PR #6326, opened 2023-07-18
contracts-bedrock: delete deploy config type

tynes:
**Description**

The deploy config type in typescript is no longer required. The Go version should now be considered the canonical version. This is prep work for creating validation scripts in `op-chain-ops` for deploy config JSON files that are added to the repository to ensure that they have sane values, are not missing any values and do not have any extra values.

This will make it easier to add or remove values over time, reducing the number of implementations from 3 to 2 as there is also a solidity version. The solidity version currently has additional config that is not in the Go version, a follow up PR will add those values to the Go version.

Also remove `ethers` from `contracts-bedrock` as a dep as it is no longer needed.


maurelian (approved):

op-chain-ops/genesis/config.go
```diff
@@ -69,64 +96,76 @@ type DeployConfig struct {
...
-	// L1StandardBridge proxy address on L1
+	// L1StandardBridgeProxy represents the address of the L1StandardBridgeProxy on L1 and is used
+	// as part of building the L2 genesis state.
 	L1StandardBridgeProxy common.Address `json:"l1StandardBridgeProxy"`
-	// L1CrossDomainMessenger proxy address on L1
+	// L1CrossDomainMessengerProxy represents the address of the L1CrossDomainMessengerProxy on L1 and is used
+	// as part of building the L2 genesis state.
 	L1CrossDomainMessengerProxy common.Address `json:"l1CrossDomainMessengerProxy"`
-	// L1ERC721Bridge proxy address on L1
+	// L1ERC721Bridge represents the address of the L1ERC721Bridge on L1 and is used
```
refcell:
```suggestion
	// L1ERC721BridgeProxy represents the address of the L1ERC721Bridge on L1 and is used
```

op-chain-ops/genesis/config.go
```diff
@@ -69,64 +96,76 @@ type DeployConfig struct {
...
 	GovernanceTokenOwner common.Address `json:"governanceTokenOwner"`
-
+	// DeploymentWaitConfirmations is the number of confirmations to wait during
+	// deployment. This is DEPRECATED and should be removed in a future PR.
 	DeploymentWaitConfirmations int `json:"deploymentWaitConfirmations"`
-
-	EIP1559Elasticity  uint64 `json:"eip1559Elasticity"`
+	// EIP1559Elasticity is the elasticity of the EIP1559 fee market.
+	EIP1559Elasticity uint64 `json:"eip1559Elasticity"`
+	// EIP1559BaseFeeMaxChangeDenominator is the denominator of EIP1559 base fee market.
```
refcell:
```suggestion
	// EIP1559Denominator is the denominator of EIP1559 base fee market.
```

refcell (changes requested):
Two small comment nits, otherwise very, very nice 😄

refcell (approved):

•••••

● What is required: In the entries, find every line holding "contracts" and copy it.

● Exercise response:
contracts-bedrock: delete deploy config type
Also remove `ethers` from `contracts-bedrock` as a dep as it is no longer needed.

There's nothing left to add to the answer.